My obsessions almost all delve around self sufficiency, whether its cars, housing, agriculture, grey water treatment systems etc.
It started about 12-13 years ago when I first heard about Earthships, I don’t recall where I first heard about them. But I’ve loved them since day #1, Desiree isn’t as keen on living with earth around 3 of 4 walls. I suspect when the time comes we’ll build a traditional house with all the mechanisms in place that I cherish, such as the grey water system, giant indoor planters, off-grid, and tons of windows.
Earthships were created in the 70’s in New Mexico by Architect Michael Reynolds. They’ve evolved in the last ten years, early on when I first started researching them much of the designs included circular or horse shoe shaped modules. That design seems to of disappeared from their website over the couple years, I’m not sure if there were specific reasons for it or not but the modern design has only the exterior rear walls now with earth rammed tires.
An Earthship was designed to face South to maximize natural light and solar gain during the winter months. The point of an Earthship is to use supplies which are most recycled to keep the costs down, and utilize systems which allow for self sufficient living through water reuse, foot production and energy storage.

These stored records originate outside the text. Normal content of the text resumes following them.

PR #1634, opened 2025-05-15
STCOR-972 passing tenant as a URL param to keycloak redirect_uri

BogdanDenis:
## Description
I'm going to use @zburke explanation on this because I couldn't have explained the issue better myself

> In an ECS setup, there are three required steps to authentication; keycloak is step-2, and skipping step-1 causes step-3 to fail:
> 1. choose a tenant and save it to local-storage, then redirect to keycloak
> 2. authenticate in keycloak, then redirect to stripes with an OTP in the URL
> 3. make an API request to trade the OTP for AT/RT cookies, /authn/token?otp=${OTP from step-2} with the X-Okapi-Tenant header set to the tenant from step-1
>
> Bookmarking the authentication URL in step-2 means the tenant is never stored to local-storage, thus causing step-3 to fail. 
IIRC, we can pass values to Keycloak in the URL and it will include them along with the OTP when it redirects back to Stripes.

Instead of storing selected `tenant` and `client_id` in `localStorage`, we can in step 1 pass them as part of `redirect_uri`, so that we can read them from url and use in step 3.
We're still keeping code related to storing tenant in localStorage, because we actually need to keep the tenant that a user has initially logged in with, so if they change affiliation - we can logout with the initial tenant.

## Screenshots

https://github.com/user-attachments/assets/6c031f1d-5659-4049-99fc-419af59bbce8

## Issues
[STCOR-972](https://folio-org.atlassian.net/browse/STCOR-972)

### DIFF
--- a/src/components/OIDCLanding.js
+++ b/src/components/OIDCLanding.js
@@ -17,7 +17,7 @@ import {
   getOIDCRedirectUri,
   requestUserWithPerms,
   setTokenExpiry,
-  TENANT_LOCAL_STORAGE_KEY,
+  storeLogoutTenant,
 } from '../loginServices';
 import { useStripes } from '../StripesContext';
 
@@ -87,9 +87,9 @@ const OIDCLanding = () => {
               })
               .then(() => {
                 // for login itself we're storing selected tenant and clientId in the url
-                // but we still need to store the same data in localStorage for logout purposes
+                // but we still need to store tenantId in localStorage for logout purposes
                 // `logout` function in loginServices.js provides details about this.
-                localStorage.setItem(TENANT_LOCAL_STORAGE_KEY, JSON.stringify({ tenantName: okapi.tenant, clientId: okapi.clientId }));
+                storeLogoutTenant(okapi.tenant);
               });
           } else {
             return resp.json().then((error) => {
--- a/src/components/OIDCLanding.js
+++ b/src/components/OIDCLanding.js
@@ -13,10 +13,14 @@ import {
 } from '@folio/stripes-components';
 
 import OrganizationLogo from './OrganizationLogo';
-import { requestUserWithPerms, setTokenExpiry } from '../loginServices';
+import {
+  getOIDCRedirectUri,
+  requestUserWithPerms,
+  setTokenExpiry,
+} from '../loginServices';
+import { useStripes } from '../StripesContext';
 
 import css from './Front.css';
-import { useStripes } from '../StripesContext';
 
 /**
  * OIDCLanding: un-authenticated route handler for /oidc-landing.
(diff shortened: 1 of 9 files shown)


src/loginServices.js
```diff
@@ -131,10 +131,18 @@ export const setUnauthorizedPathToSession = (pathname) => {
 };
 export const getUnauthorizedPathFromSession = () => sessionStorage.getItem(UNAUTHORIZED_PATH);
 
-const TENANT_LOCAL_STORAGE_KEY = 'tenant';
+export const getOIDCRedirectUri = (tenant, clientId) => {
+  // we need to use `encodeURIComponent` to separate `redirect_uri` URL parameters from the rest of URL parameters that `redirect_uri` itself is part of
+  return encodeURIComponent(`${window.location.protocol}//${window.location.host}/oidc-landing?tenant=${tenant}&client_id=${clientId}`);
```
zburke, line 136: Petty: why rename `clientId` to `client_id` in the string you return? Just use `clientId` consistently, here and in `getStoredTenant()` too.

zburke (changes requested):
Thanks for picking this up. I appreciate introducing `getOIDCRedirectUri()` to make sure that value is always consistent, and the other minor cleanup that is in this PR. 

Looks like we need to use `getOIDCRedirectUri()` in [AuthnLogin](https://github.com/folio-org/stripes-core/blob/325d9e3d0810d72a505891b946fbd056271e82a9/src/components/AuthnLogin/AuthnLogin.js#L56) for this to work for single-tenant installs as well. For ECS, this works great!

Can we also remove related code in [App.js](https://github.com/folio-org/stripes-core/blob/325d9e3d0810d72a505891b946fbd056271e82a9/src/App.js#L74)? We should either keep/rewrite the test for `getStoredTenant`, or remove the import so lint doesn't complain.

src/loginServices.js
zburke: Eh, I see other params to keycloak use snake_case, so `client_id` makes sense in that sense. Never mind; sorry for the noise.

OleksandrHladchenko1 (approved):

src/loginServices.js
```diff
@@ -752,6 +767,7 @@ export async function logout(okapiUrl, store, queryClient) {
     // clear shared storage
     .then(localforage.removeItem(SESSION_NAME))
     .then(localforage.removeItem('loginResponse'))
+    .then(() => localStorage.removeItem(TENANT_LOCAL_STORAGE_KEY))
```
zburke, line 770: Can we move this above with the other `localStorage.removeItem()` entries? If not, please add a comment explaining why it needs to be handled separately.

src/components/OIDCLanding.js
```diff
@@ -77,6 +84,12 @@ const OIDCLanding = () => {
               })
               .then(() => {
                 return requestUserWithPerms(okapi.url, store, okapi.tenant);
+              })
+              .then(() => {
+                // for login itself we're storing selected tenant and clientId in the url
+                // but we still need to store the same data in localStorage for logout purposes
+                // `logout` function in loginServices.js provides details about this.
+                localStorage.setItem(TENANT_LOCAL_STORAGE_KEY, JSON.stringify({ tenantName: okapi.tenant, clientId: okapi.clientId }));
```
zburke, line 92: Do we need `clientId` for logout? I think it can be omitted.

zburke (approved):
There may be room for a little more clean up, but on the whole, these changes look good/correct to me. Thank you!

The thick / dense rammed earth tire walls provide thermal mass that naturally regulates the interior temperatures no matter the temperature outside. The tires are often put together by two individuals, one does the ramming, often with a sledge hammer pounding the earth into the cavern, while the other provides the soil dumping it into the hole with a shovel. A single rammed tire can weigh up to 300 lbs, and often adobe or concrete is sprayed on to finish the wall. Internal, non load bearing walls are often made of recycled pop cans combined with concrete, and plastered with adobe. The techniques used in building an Earthship uses up to 80% less concrete. The tops of the exterior/interior walls are topped with wooden trusses, and insulated to prevent heat loss.
Grey Water System
This aspect of the Earthship is what drew me to it in the first place, I love how you can reuse all the wasted non toilet water for reuse either in the toilet, or for feeding the planters. All water use within the house is captured via cisterns attached to eaves on the roof., the cisterns are buried to be protected from the sun. The water from the cistern is gravity fed into the WOM(Water Organizing Module). The water is now safe to use for drinking or use. This water is stored, and treated for use throughout the house using a WOM to treat the grey water inside the building, and sewage from the toilets separately. All interior non toilet water (grey water) is reused for for both interior and exterior botantical cells. As you can imagine, this uses far less water then a conventional house as nearly all water is used atleast twice before it feeds the botantical cells.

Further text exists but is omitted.